▶ _WHAT TO DO_
The entries below hold a line with "Issue #1512, opened 2024-02-08" and a line with "### What would you like to be improved?". Return those lines and all that lie between them, exactly and only.

▶ _EXTRACTED DATA_
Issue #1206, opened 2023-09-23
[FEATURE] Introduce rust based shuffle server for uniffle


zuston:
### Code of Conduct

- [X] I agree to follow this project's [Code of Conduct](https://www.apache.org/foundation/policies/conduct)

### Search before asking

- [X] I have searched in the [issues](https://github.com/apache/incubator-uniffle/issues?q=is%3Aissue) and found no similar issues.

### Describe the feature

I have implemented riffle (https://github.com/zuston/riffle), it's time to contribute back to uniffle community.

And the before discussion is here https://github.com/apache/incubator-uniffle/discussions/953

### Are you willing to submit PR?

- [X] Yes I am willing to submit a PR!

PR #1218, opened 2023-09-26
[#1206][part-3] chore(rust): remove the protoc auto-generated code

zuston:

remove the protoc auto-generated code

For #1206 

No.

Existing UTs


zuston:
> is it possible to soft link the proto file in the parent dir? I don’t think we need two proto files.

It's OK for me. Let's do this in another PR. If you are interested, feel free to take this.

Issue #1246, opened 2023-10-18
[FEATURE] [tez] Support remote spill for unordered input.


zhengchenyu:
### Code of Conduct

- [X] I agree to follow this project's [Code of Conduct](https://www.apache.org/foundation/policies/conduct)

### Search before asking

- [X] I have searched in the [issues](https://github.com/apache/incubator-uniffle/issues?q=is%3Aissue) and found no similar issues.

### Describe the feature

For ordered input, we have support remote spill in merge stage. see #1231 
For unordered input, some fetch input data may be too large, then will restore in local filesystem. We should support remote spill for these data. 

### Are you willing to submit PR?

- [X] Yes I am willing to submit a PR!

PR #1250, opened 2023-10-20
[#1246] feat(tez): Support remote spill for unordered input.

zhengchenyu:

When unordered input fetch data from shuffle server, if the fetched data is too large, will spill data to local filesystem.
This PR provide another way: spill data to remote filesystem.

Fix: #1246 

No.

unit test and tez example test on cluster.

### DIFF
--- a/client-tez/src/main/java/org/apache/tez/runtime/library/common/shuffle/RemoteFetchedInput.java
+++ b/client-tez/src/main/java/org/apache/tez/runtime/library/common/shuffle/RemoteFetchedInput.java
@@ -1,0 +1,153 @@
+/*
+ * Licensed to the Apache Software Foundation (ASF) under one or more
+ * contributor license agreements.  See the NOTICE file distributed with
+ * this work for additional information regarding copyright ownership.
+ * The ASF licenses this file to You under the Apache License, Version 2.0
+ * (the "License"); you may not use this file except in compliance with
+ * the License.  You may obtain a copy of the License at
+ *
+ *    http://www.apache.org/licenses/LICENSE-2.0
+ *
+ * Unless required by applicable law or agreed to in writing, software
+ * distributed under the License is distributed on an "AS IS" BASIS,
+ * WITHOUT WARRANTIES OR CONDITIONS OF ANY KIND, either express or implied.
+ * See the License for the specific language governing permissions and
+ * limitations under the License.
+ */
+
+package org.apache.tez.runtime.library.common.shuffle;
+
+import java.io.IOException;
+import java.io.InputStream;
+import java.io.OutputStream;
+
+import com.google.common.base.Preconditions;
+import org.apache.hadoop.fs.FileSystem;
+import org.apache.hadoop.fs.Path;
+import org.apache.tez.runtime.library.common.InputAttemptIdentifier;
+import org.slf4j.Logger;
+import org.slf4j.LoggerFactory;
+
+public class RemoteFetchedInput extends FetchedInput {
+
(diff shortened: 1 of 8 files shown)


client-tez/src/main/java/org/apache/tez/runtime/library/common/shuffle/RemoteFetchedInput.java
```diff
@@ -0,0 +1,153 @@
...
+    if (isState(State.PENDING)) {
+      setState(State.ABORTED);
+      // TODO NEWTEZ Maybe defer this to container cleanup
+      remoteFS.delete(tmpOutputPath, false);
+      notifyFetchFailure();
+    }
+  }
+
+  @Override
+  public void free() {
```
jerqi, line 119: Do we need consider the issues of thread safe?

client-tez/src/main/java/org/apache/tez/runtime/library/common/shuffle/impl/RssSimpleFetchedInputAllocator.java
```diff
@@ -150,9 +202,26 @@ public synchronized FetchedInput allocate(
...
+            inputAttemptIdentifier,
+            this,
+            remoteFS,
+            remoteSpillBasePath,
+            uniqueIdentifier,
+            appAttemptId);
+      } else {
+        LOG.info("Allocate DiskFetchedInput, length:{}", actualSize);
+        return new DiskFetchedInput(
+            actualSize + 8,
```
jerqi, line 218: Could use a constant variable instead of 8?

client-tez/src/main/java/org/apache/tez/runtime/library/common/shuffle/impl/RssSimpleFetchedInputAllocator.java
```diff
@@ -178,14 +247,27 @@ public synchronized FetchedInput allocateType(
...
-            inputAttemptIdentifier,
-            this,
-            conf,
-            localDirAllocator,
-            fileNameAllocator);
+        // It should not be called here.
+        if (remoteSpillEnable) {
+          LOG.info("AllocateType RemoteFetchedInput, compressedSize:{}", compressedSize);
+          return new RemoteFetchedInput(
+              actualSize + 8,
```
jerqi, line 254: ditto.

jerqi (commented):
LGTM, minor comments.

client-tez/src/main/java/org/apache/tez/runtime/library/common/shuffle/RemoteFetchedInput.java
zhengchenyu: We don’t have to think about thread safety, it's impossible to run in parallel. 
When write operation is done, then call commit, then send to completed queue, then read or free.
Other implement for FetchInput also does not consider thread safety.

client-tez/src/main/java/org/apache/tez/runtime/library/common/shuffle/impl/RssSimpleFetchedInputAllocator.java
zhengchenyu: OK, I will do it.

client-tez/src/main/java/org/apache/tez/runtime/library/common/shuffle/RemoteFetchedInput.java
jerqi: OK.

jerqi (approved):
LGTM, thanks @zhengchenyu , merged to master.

==

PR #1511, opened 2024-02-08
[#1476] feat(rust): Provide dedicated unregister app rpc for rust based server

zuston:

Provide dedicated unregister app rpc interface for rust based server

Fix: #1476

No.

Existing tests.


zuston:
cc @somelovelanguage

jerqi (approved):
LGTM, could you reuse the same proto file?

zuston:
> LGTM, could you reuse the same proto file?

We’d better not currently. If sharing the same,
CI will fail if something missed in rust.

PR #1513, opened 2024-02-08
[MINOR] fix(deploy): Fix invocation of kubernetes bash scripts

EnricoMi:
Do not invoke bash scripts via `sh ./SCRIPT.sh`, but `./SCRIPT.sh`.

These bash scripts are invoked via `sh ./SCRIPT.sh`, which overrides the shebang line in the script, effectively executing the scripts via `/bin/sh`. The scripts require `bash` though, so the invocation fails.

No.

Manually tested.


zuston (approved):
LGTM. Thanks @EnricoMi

--

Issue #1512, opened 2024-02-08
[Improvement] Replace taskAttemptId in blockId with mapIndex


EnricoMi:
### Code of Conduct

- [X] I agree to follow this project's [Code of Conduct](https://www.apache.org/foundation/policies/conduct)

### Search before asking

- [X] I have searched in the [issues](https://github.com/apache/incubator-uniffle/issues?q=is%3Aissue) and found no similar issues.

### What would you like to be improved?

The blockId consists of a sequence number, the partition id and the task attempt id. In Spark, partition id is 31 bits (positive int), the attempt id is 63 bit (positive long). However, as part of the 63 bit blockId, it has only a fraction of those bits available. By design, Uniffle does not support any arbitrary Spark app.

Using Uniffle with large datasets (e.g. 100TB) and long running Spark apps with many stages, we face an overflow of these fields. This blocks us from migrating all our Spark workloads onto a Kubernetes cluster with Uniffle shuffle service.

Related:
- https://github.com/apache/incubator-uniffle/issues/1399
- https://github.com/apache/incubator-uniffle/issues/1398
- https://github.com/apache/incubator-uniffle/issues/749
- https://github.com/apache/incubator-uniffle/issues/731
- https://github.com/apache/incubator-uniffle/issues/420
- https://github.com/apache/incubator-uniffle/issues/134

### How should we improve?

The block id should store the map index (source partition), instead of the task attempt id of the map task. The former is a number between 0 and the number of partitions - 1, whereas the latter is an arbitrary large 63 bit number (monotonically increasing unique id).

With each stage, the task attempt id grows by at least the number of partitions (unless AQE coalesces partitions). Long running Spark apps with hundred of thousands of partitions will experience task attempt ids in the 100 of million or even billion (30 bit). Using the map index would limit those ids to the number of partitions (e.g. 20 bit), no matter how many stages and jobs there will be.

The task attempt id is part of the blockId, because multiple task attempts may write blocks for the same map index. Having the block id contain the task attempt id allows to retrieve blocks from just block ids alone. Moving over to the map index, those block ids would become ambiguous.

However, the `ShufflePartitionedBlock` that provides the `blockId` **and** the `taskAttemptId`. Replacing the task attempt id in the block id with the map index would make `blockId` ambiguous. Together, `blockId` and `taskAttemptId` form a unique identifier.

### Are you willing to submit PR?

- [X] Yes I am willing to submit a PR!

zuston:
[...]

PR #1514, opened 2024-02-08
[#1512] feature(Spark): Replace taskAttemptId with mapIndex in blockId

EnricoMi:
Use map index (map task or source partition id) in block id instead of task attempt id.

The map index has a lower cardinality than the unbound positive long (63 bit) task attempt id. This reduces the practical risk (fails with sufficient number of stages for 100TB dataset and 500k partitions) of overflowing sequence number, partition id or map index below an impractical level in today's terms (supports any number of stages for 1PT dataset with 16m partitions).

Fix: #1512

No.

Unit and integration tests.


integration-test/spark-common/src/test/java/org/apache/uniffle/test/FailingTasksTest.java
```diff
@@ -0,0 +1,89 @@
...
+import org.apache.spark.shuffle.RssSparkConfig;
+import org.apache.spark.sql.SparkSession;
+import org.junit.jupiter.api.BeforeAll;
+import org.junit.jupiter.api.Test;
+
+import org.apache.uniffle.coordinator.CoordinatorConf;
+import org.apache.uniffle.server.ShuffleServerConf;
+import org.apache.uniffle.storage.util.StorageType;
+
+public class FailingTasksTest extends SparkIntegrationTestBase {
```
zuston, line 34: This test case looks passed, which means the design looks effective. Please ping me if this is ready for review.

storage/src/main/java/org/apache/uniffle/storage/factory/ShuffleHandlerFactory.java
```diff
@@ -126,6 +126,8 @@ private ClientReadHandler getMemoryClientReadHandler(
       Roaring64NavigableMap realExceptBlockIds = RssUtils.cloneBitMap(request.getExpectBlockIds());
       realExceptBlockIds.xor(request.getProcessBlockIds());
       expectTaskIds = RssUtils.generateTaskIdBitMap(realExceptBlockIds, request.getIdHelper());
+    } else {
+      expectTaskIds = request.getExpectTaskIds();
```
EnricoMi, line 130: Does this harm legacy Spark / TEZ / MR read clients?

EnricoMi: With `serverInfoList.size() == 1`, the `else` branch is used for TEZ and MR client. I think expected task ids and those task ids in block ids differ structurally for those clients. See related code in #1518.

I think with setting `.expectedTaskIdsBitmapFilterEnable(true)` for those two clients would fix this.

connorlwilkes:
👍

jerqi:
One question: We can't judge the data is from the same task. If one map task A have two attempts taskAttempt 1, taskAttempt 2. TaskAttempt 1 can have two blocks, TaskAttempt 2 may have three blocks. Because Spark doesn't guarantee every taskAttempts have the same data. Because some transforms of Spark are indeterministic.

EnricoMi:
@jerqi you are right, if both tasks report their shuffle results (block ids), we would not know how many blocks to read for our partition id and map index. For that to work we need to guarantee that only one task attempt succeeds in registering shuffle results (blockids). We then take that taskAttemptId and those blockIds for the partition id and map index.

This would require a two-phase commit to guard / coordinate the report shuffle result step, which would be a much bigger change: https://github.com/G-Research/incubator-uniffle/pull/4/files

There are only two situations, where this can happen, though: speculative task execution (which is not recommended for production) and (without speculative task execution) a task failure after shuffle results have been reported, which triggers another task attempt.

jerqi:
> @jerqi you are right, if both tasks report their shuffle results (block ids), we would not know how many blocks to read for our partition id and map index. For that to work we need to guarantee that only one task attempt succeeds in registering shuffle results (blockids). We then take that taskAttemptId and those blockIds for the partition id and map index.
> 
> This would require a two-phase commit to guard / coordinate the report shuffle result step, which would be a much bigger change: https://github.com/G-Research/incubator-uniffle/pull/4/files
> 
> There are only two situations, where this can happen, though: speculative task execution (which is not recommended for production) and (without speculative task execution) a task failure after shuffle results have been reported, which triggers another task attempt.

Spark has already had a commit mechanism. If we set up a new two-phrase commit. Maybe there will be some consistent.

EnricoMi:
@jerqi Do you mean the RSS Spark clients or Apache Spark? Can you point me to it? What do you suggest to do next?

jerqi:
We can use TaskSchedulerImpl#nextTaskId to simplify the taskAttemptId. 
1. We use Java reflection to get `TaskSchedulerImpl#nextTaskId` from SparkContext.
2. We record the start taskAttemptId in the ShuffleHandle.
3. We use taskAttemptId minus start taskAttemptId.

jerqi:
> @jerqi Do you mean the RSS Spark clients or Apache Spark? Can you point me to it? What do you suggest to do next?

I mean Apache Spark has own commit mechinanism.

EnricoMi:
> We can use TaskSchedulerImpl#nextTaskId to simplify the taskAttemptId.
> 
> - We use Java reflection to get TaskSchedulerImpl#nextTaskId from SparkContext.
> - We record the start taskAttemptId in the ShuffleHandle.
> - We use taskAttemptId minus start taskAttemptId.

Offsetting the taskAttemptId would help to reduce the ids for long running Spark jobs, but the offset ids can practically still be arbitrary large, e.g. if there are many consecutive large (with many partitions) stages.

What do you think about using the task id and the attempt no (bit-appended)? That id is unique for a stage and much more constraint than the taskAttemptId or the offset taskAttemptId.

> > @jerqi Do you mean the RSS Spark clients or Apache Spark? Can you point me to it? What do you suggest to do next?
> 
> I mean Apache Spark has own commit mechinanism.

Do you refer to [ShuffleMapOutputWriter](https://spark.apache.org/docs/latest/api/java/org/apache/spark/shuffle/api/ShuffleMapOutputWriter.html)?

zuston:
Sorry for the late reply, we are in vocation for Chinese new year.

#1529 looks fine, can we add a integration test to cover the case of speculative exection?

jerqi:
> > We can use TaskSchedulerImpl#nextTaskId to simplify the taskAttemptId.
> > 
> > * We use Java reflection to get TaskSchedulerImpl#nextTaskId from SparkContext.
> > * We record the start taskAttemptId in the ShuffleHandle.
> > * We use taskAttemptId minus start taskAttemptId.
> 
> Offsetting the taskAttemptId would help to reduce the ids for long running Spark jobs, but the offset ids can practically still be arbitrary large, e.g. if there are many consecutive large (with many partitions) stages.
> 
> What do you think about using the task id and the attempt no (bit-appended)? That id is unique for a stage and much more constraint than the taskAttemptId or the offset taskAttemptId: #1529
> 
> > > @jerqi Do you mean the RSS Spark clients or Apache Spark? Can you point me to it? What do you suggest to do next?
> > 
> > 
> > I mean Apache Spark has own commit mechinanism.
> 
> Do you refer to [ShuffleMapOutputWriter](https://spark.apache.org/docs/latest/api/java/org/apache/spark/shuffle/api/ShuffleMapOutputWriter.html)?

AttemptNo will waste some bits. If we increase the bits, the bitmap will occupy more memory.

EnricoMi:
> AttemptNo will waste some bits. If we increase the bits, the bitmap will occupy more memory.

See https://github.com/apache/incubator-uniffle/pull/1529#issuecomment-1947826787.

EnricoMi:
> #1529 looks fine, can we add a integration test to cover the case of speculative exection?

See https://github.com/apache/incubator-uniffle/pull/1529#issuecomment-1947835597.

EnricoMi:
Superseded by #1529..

▶ _THE ANSWER_
Issue #1512, opened 2024-02-08
[Improvement] Replace taskAttemptId in blockId with mapIndex


EnricoMi:
### Code of Conduct

- [X] I agree to follow this project's [Code of Conduct](https://www.apache.org/foundation/policies/conduct)

### Search before asking

- [X] I have searched in the [issues](https://github.com/apache/incubator-uniffle/issues?q=is%3Aissue) and found no similar issues.

### What would you like to be improved?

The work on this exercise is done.